■ RECORDED DATA ■

PR #18715, opened 2024-04-18
Introduce a SONiC-specific communication channel between FRR and SONiC

cscarpitta:
#### Why I did it

Introduce a SONiC-specific communication channel between FRR and SONiC.
HLD: https://github.com/sonic-net/SONiC/pull/1620

#### How I did it

Introduce a SONiC-specific communication channel between FRR and SONiC (FPM SONiC module).

#### How to verify it

By switching to the new FPM SONiC module, all existing test cases for all features are successfully passed.

* Add new FPM SONiC module
* Add a patch file "build-dplane-fpm-sonic-module.patch" to compile FRR with the new FPM SONiC module
* Change supervisord.conf.j2 of the docker-fpm-frr container to load the new FPM SONiC module on FRR startup

### DIFF
--- a/platform/vs/docker-sonic-vs/supervisord.conf.j2
+++ b/platform/vs/docker-sonic-vs/supervisord.conf.j2
@@ -164,7 +164,7 @@ environment=ASAN_OPTIONS="log_path=/var/log/asan/teammgrd-asan.log{{ asan_extra_
 {% endif %}
 
 [program:zebra]
-command=/usr/lib/frr/zebra -A 127.0.0.1 -s 90000000 -M dplane_fpm_nl --asic-offload=notify_on_offload
+command=/usr/lib/frr/zebra -A 127.0.0.1 -s 90000000 -M dplane_fpm_sonic --asic-offload=notify_on_offload
 priority=13
 autostart=false
 autorestart=false
--- a/dockers/docker-fpm-frr/frr/supervisord/supervisord.conf.j2
+++ b/dockers/docker-fpm-frr/frr/supervisord/supervisord.conf.j2
@@ -30,7 +30,7 @@ stderr_logfile=syslog
 dependent_startup=true
 
 [program:zebra]
-command=/usr/lib/frr/zebra -A 127.0.0.1 -s 90000000 -M dplane_fpm_nl -M snmp --asic-offload=notify_on_offload
+command=/usr/lib/frr/zebra -A 127.0.0.1 -s 90000000 -M dplane_fpm_sonic -M snmp --asic-offload=notify_on_offload
 priority=4
 autostart=false
 autorestart=false
--- a/src/sonic-frr/Makefile
+++ b/src/sonic-frr/Makefile
@@ -6,6 +6,7 @@ MAIN_TARGET = $(FRR)
 DERIVED_TARGET = $(FRR_PYTHONTOOLS) $(FRR_DBG) $(FRR_SNMP) $(FRR_SNMP_DBG)
 SUFFIX = $(shell date +%Y%m%d\.%H%M%S)
 STG_BRANCH = stg_temp.$(SUFFIX)
+DPLANE_FPM_SONIC_MODULE = dplane_fpm_sonic/dplane_fpm_sonic.c
 
 # DEBEMAIL required by gpb dch
 export DEBEMAIL := sonicproject@googlegroups.com
@@ -20,6 +21,7 @@ endif
 	stg branch --create $(STG_BRANCH) $(FRR_TAG)
 	stg import -s ../patch/series
 	gbp dch --ignore-branch --new-version=$(FRR_VERSION)-sonic-$(FRR_SUBVERSION) --dch-opt="--force-bad-version" --commit --git-author
+	cp ../$(DPLANE_FPM_SONIC_MODULE) zebra/
 
 ifeq ($(CROSS_BUILD_ENVIRON), y)
 	CFLAGS="-I $$CROSS_PERL_CORE_PATH" dpkg-buildpackage -rfakeroot -b -d -us -uc -Ppkg.frr.nortrlib -a$(CONFIGURED_ARCH) -Pcross,nocheck -j$(SONIC_CONFIG_MAKE_JOBS) --admindir $(SONIC_DPKG_ADMINDIR)
--- a/src/sonic-frr/dplane_fpm_sonic/dplane_fpm_sonic.c
+++ b/src/sonic-frr/dplane_fpm_sonic/dplane_fpm_sonic.c
@@ -1,0 +1,2253 @@
+/*
+ * Zebra dataplane plugin for Forwarding Plane Manager (FPM) using netlink.
+ *
+ * Copyright (C) 2019 Network Device Education Foundation, Inc. ("NetDEF")
+ *                    Rafael Zalamena
+ *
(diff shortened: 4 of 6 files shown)


platform/vs/docker-sonic-vs/supervisord.conf.j2
```diff
@@ -164,7 +164,7 @@ environment=ASAN_OPTIONS="log_path=/var/log/asan/teammgrd-asan.log{{ asan_extra_
 {% endif %}
 
 [program:zebra]
-command=/usr/lib/frr/zebra -A 127.0.0.1 -s 90000000 -M dplane_fpm_nl --asic-offload=notify_on_offload
+command=/usr/lib/frr/zebra -A 127.0.0.1 -s 90000000 -M dplane_fpm_sonic --asic-offload=notify_on_offload
```
lguohan, line 167: it is better if we do not change it by default, it is better to first introduce this as option and then wait till it becomes stable.

cscarpitta: Hi @lguohan

Many thanks for the review.

I added a compile-time option `ENABLE_DPLANE_FPM_SONIC`.

When this option is set, SONiC uses the new FPM module.
When this option is not set, SONiC uses the old FPM module and behaves exactly as it does today.

By default, this option is not set.

lguohan: i am fine that we build them into image by default, but do not enable it by default. if you can do it at runtime, it will be easier for you, and i am fine with that.

does this dplane_fpm_sonic support all features as dplane_fpm_nl?

cscarpitta: @lguohan

Yes, the `dplane_fpm_sonic` supports all features as `dplane_fpm_nl`. It is a copy of the old `dplane_fpm_nl`.

Indeed, it is easier to compile this by default and keep the old `dplane_fpm_nl` running by default.
I reverted the compile option and changed the supervisord config file to keep `dplane_fpm_nl` as default.

lguohan:
@cscarpitta , have we sync with frr community to see if we can add this plugin into frr repo and get maintainer there? I think this can be facilitated by the routing group? @kperumalbfn , and @eddieruan-alibaba ?

if we cannot get into frr repo, for this plugin, can we maintain as a patch format to fpm_nl? so that we can still keep track of upstream changes. What if there is some new changes to dplane_fpm_nl and we need those changes into dplane_fpm_sonic?

eddieruan-alibaba:
> @cscarpitta , have we sync with frr community to see if we can add this plugin into frr repo and get maintainer there? I think this can be facilitated by the routing group? @kperumalbfn , and @eddieruan-alibaba ?
> 
> if we cannot get into frr repo, for this plugin, can we maintain as a patch format to fpm_nl? so that we can still keep track of upstream changes. What if there is some new changes to dplane_fpm_nl and we need those changes into dplane_fpm_sonic?

Discussed this with Donald Sharp in Routing WG. The conclusion was that Donald didn't want to take it into FRR community since it is SONiC specific. This proposal was proposed via Mark Stepp from Cisco who worked in FRR fpm before and supported by Donald who owns FRR. The discussion meeting minutes could be found in https://lists.sonicfoundation.dev/g/sonic-wg-routing/wiki/36598. 

The basic idea is to let SONiC team own sonic fpm. The zebra/fpm apis have already been changed with versioning by Mark S. Since we own sonic fpm, I feel it is simple to keep dplane_fpm_sonic.c as a file instead of as a diff.

cscarpitta:
> @cscarpitta , have we sync with frr community to see if we can add this plugin into frr repo and get maintainer there? I think this can be facilitated by the routing group? @kperumalbfn , and @eddieruan-alibaba ?
> 
> if we cannot get into frr repo, for this plugin, can we maintain as a patch format to fpm_nl? so that we can still keep track of upstream changes. What if there is some new changes to dplane_fpm_nl and we need those changes into dplane_fpm_sonic?

@lguohan As Eddie mentioned, the option of adding the new changes as a patch was discussed in the Routing WG. However there were some concerns on this approach and the consensus was that this will be maintained as a separate module under the `sonic-buildimage` repository

Regarding the second point, in case of new features or bug fixes or improvements of `dplane_fpm_nl`, as part of the FRR upgrade process we will make sure that all the changes will be reflected in the `dplane_fpm_sonic`.

eddieruan-alibaba:
For the platform which wants to use dplane_fpm_sonic.so, how does this .so get picked up? Do you want to add a README file for that?

cscarpitta:
> For the platform which wants to use dplane_fpm_sonic.so, how does this .so get picked up? Do you want to add a README file for that?

Hi @eddieruan-alibaba Many thanks for the review. 

I added a README file to explain how to enable the `dplane_fpm_sonic` module.

cscarpitta:
@liushilongbuaa @StormLiangMS Can you please help fix the ms_conflict?

cscarpitta:
@lguohan 

The HLD for this feature has been merged: https://github.com/sonic-net/SONiC/pull/1620

We addressed all comments on this PR. Can you please take a look again and help merge?

eddieruan-alibaba (approved):

eddieruan-alibaba:
> > For the platform which wants to use dplane_fpm_sonic.so, how does this .so get picked up? Do you want to add a README file for that?
> 
> Hi @eddieruan-alibaba Many thanks for the review.
> 
> I added a README file to explain how to enable the `dplane_fpm_sonic` module.

Thanks Carmine. The readme explains the changes needed. As part of Phoenix wing project, we could change the .j2 based on the supported platform type.

eddieruan-alibaba:
@lguohan currently, he just commit the changes needed as infra. It would not be enabled on the current platforms. As part of phoenix wing project, we could enable them on the platforms verified in that project.

ysj-alibaba:
@cscarpitta I don't understand what does DPLAINE_OP_STARTUP_STAGE mean and it seems that there is no definition about this flag. Thanks.

eddieruan-alibaba:
This PR's changes are cherry picked to Phoenixwing Repro and get validated.

kperumalbfn:
@cscarpitta could you check the buildimage failures and VS test failurs?

kperumalbfn (approved):
LGTM. Will merge after resolving the conflict.

kperumalbfn:
@liushilongbuaa Could you check the conflict and trigger ms_conflict check

ahsalam:
@kperumalbfn could you please check again? the PR passed all tests. Thanks!

sudhanshukumar22:
Hi, is it possible to know that which of dplane_fpm_sonic or dplane_fpm_nl is running in the system loaded with sonic image ?

sudhanshukumar22:
root@sonic:/# ps -aux | grep zebra
frr           39  0.0  0.3 647216 24488 pts/0    Sl   08:42   0:00 /usr/lib/frr/zebra -A 127.0.0.1 -s 90000000 -M dplane_fpm_sonic -M snmp --asic-offload=notify_on_offload
root         299  0.0  0.0   3324  1388 pts/1    S+   09:05   0:00 grep zebra
Does this mean that dplane_fpm_sonic  is running in the system ?

ahsalam:
@sudhanshukumar22 dplane_fpm_sonic is running in the system.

■ TASK BRIEF ■
The range runs from the line with "The HLD for" up to and including the line with "0.3 647216 24488" in the listing above; please write out exactly those lines and nothing more.

■ RESULT OF THIS EXERCISE ■
The HLD for this feature has been merged: https://github.com/sonic-net/SONiC/pull/1620

We addressed all comments on this PR. Can you please take a look again and help merge?

eddieruan-alibaba (approved):

eddieruan-alibaba:
> > For the platform which wants to use dplane_fpm_sonic.so, how does this .so get picked up? Do you want to add a README file for that?
> 
> Hi @eddieruan-alibaba Many thanks for the review.
> 
> I added a README file to explain how to enable the `dplane_fpm_sonic` module.

Thanks Carmine. The readme explains the changes needed. As part of Phoenix wing project, we could change the .j2 based on the supported platform type.

eddieruan-alibaba:
@lguohan currently, he just commit the changes needed as infra. It would not be enabled on the current platforms. As part of phoenix wing project, we could enable them on the platforms verified in that project.

ysj-alibaba:
@cscarpitta I don't understand what does DPLAINE_OP_STARTUP_STAGE mean and it seems that there is no definition about this flag. Thanks.

eddieruan-alibaba:
This PR's changes are cherry picked to Phoenixwing Repro and get validated.

kperumalbfn:
@cscarpitta could you check the buildimage failures and VS test failurs?

kperumalbfn (approved):
LGTM. Will merge after resolving the conflict.

kperumalbfn:
@liushilongbuaa Could you check the conflict and trigger ms_conflict check

ahsalam:
@kperumalbfn could you please check again? the PR passed all tests. Thanks!

sudhanshukumar22:
Hi, is it possible to know that which of dplane_fpm_sonic or dplane_fpm_nl is running in the system loaded with sonic image ?

sudhanshukumar22:
root@sonic:/# ps -aux | grep zebra
frr           39  0.0  0.3 647216 24488 pts/0    Sl   08:42   0:00 /usr/lib/frr/zebra -A 127.0.0.1 -s 90000000 -M dplane_fpm_sonic -M snmp --asic-offload=notify_on_offload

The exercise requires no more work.